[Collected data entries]
****
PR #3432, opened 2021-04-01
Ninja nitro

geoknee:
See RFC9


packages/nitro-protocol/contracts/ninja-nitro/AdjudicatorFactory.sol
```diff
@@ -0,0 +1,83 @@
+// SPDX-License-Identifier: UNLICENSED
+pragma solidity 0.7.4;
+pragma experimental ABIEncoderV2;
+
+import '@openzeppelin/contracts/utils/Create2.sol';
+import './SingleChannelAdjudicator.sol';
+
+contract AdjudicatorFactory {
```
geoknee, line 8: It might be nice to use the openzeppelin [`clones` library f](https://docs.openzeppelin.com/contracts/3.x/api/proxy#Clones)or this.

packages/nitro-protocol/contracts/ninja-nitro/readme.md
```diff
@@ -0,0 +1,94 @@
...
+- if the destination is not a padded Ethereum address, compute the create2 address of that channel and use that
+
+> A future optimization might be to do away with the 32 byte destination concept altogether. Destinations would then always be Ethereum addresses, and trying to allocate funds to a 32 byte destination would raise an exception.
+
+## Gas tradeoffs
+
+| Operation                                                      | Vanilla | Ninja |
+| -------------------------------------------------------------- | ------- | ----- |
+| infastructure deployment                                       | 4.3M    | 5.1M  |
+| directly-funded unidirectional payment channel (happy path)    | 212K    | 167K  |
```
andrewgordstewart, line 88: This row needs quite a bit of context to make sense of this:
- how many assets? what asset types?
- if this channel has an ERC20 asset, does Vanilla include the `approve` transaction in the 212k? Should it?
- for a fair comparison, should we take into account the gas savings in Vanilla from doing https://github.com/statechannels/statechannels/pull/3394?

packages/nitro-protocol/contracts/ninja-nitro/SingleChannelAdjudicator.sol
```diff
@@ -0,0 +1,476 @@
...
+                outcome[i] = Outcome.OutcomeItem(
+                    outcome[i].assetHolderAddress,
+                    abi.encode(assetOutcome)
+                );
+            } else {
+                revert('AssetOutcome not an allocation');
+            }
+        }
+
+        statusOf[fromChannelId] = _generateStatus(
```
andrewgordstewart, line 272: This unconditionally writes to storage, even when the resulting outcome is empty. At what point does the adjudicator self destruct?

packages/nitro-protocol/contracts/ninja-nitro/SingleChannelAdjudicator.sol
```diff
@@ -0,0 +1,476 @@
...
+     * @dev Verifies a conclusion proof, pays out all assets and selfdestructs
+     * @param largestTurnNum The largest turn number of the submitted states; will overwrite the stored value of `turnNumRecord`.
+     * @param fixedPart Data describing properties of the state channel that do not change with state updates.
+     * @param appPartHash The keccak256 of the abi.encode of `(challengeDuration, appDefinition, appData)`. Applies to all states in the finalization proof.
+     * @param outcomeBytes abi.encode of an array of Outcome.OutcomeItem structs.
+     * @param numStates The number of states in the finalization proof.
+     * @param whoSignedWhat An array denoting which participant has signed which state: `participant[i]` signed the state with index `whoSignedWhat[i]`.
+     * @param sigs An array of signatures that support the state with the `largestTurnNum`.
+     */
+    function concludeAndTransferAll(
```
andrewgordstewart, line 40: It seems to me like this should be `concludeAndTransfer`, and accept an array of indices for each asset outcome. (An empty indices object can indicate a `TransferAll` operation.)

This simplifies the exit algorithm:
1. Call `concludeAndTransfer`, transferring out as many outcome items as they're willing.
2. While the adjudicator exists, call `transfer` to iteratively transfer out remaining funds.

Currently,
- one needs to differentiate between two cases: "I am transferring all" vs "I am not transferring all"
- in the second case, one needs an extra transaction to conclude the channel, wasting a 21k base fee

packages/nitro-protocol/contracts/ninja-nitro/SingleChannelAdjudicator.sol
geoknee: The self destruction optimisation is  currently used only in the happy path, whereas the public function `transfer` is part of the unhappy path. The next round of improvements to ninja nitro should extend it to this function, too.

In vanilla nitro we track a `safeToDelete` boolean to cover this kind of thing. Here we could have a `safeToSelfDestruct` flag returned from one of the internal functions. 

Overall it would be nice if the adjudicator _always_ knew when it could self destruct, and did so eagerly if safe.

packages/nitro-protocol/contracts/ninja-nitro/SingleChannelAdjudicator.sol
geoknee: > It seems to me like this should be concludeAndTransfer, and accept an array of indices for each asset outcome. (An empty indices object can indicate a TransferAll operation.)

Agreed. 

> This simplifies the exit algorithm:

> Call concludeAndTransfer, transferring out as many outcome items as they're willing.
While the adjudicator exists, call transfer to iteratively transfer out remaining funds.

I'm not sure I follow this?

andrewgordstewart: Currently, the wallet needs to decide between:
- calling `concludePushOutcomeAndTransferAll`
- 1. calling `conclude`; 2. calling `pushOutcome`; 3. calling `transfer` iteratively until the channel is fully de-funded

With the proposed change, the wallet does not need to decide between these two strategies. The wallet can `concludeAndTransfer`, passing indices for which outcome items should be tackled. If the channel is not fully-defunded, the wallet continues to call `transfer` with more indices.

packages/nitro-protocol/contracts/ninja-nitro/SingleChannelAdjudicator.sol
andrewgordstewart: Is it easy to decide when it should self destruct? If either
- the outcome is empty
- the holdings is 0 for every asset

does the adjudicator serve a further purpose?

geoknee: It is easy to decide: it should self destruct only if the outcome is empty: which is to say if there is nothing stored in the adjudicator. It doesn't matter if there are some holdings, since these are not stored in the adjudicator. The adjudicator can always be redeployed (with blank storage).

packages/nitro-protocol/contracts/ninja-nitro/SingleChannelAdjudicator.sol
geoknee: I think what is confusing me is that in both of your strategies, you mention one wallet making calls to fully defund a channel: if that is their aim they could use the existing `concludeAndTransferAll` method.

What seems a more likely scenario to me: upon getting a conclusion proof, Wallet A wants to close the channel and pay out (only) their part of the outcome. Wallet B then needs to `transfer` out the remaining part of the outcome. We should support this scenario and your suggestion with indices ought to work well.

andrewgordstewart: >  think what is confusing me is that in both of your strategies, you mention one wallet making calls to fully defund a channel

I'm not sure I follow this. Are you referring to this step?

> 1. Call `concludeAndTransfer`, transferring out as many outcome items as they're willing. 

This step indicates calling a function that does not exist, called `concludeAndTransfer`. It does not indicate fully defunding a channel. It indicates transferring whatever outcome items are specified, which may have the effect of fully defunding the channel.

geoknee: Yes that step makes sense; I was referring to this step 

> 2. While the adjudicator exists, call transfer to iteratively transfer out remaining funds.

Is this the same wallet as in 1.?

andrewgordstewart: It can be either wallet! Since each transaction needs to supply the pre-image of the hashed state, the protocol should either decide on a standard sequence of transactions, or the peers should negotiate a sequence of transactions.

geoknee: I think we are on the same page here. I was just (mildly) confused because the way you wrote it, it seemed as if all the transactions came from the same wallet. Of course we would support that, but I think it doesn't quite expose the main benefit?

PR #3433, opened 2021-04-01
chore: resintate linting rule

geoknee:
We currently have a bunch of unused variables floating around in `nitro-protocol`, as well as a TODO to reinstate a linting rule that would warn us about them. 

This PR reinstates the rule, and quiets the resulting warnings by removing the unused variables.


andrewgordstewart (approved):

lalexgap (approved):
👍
****
*Work instruction*
Working through the entries above, copy every line in which "many" is found.

*Solution to this task*
- how many assets? what asset types?
1. Call `concludeAndTransfer`, transferring out as many outcome items as they're willing.
> Call concludeAndTransfer, transferring out as many outcome items as they're willing.
> 1. Call `concludeAndTransfer`, transferring out as many outcome items as they're willing. 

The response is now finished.